I was trying to resurrect some old CCS's boards from long ago for a new headphone amp I'm building, but IRF820's are not too available, or that is to say, the versions available today are quite different in performance to ones from 10+ years ago. So far I've gotten a pretty effective oscillator going in the 600Khz-1Mhz range pretty reliably. They're also pretty hard to troubleshoot because of all the high node impedances that aren't really probe-able even with a good differential without affecting the stability of the circuit.
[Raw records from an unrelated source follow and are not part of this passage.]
PR #199, opened 2017-07-20
[AN-5485] Fix to remove updated values from the search signal current value

JPonte:
Ticket: https://wearezeta.atlassian.net/browse/AN-5485

### DIFF
--- a/zmessaging/src/main/scala/com/waz/service/teams/TeamsService.scala
+++ b/zmessaging/src/main/scala/com/waz/service/teams/TeamsService.scala
@@ -128,7 +128,7 @@ class TeamsServiceImpl(selfUser:           UserId,
           case Updated(id, _, data) if !userMatches(data) => id
         }.toSet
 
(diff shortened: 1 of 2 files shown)


zmessaging/src/main/scala/com/waz/service/teams/TeamsService.scala
```diff
@@ -128,7 +128,7 @@ class TeamsServiceImpl(selfUser:           UserId,
           case Updated(id, _, data) if !userMatches(data) => id
         }.toSet
 
-        current.filterNot(d => removed.contains(d.id)) ++ added
+        current.filterNot(d => removed.contains(d.id) || added.exists(_.id == d.id)) ++ added
```
deanrobertcook: Maybe you can add a test for that case in the `TeamsServiceSpec` - there are already a few examples there on this method

deanrobertcook: And please be sure the other tests are working/are fixed as well

PR #200, opened 2017-07-25
[AN-5406] Searches for the exact handle match

makingthematrix:
* Lots of user searching functionality moved from UI to SE
* If `UserData` with the exact handle match is not found with the standard search, a new request is used to search for that on the backend
* Refactoring to allow android-free unit tests of `UserSearchService` and unit tests covering the standard search
* A hack: garbage collection is enforced before the search to lower the risk of GC suspending the search in-between
* Still to do: more unit tests!

### DIFF
--- a/zmessaging/src/main/scala/com/waz/model/sync/SyncRequest.scala
+++ b/zmessaging/src/main/scala/com/waz/model/sync/SyncRequest.scala
@@ -103,6 +103,10 @@ object SyncRequest {
     override val mergeKey: Any = (cmd, query)
   }
 
+  case class ExactMatchHandle(handle: Handle) extends BaseRequest(Cmd.ExactMatchHandle) {
+    override val mergeKey: Any = (cmd, handle)
+  }
+
   case class SyncRichMedia(messageId: MessageId) extends BaseRequest(Cmd.SyncRichMedia) {
     override val mergeKey: Any = (cmd, messageId)
   }
@@ -302,6 +306,7 @@ object SyncRequest {
           case Cmd.SyncUser              => SyncUser(users)
           case Cmd.SyncConversation      => SyncConversation(decodeConvIdSeq('convs).toSet)
           case Cmd.SyncSearchQuery       => SyncSearchQuery(SearchQuery.fromCacheKey(decodeString('queryCacheKey)))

I've tried a few mosfets to varying success, though all are unstable to various degrees. The closest I've gotten to something working is the FQPF2N80, though I had to increase the upper mosfet gate stopper to 15K and even then at higher voltages and lower currents it still oscillates. I've gone back and tested some of the ones I built 10+ years ago using some FQPF2N60C's, and found though they seemed stable at the time, reducing the current to the 3ma-10ma ranges I need, they also quickly become unstable.
If anyone has had luck with current production/availability mosfets and has a working gate stopper value for them, please share. In the meantime I'm spinning some new test PCB's that have extremely tight loop distances, and one version with mostly SMD parts to see if they show any improvement. The next MOSFET I have my sights on testing is the Vishay IRFIBF20G. I also might explore replacing some of the lower current CCS's (3ma) with simple cascode depletion ones for my project, but I would like to find working enhancement mosfets for these circuits as well because I had some plans for voltage regulators and/or the SS pentode operation modes as well.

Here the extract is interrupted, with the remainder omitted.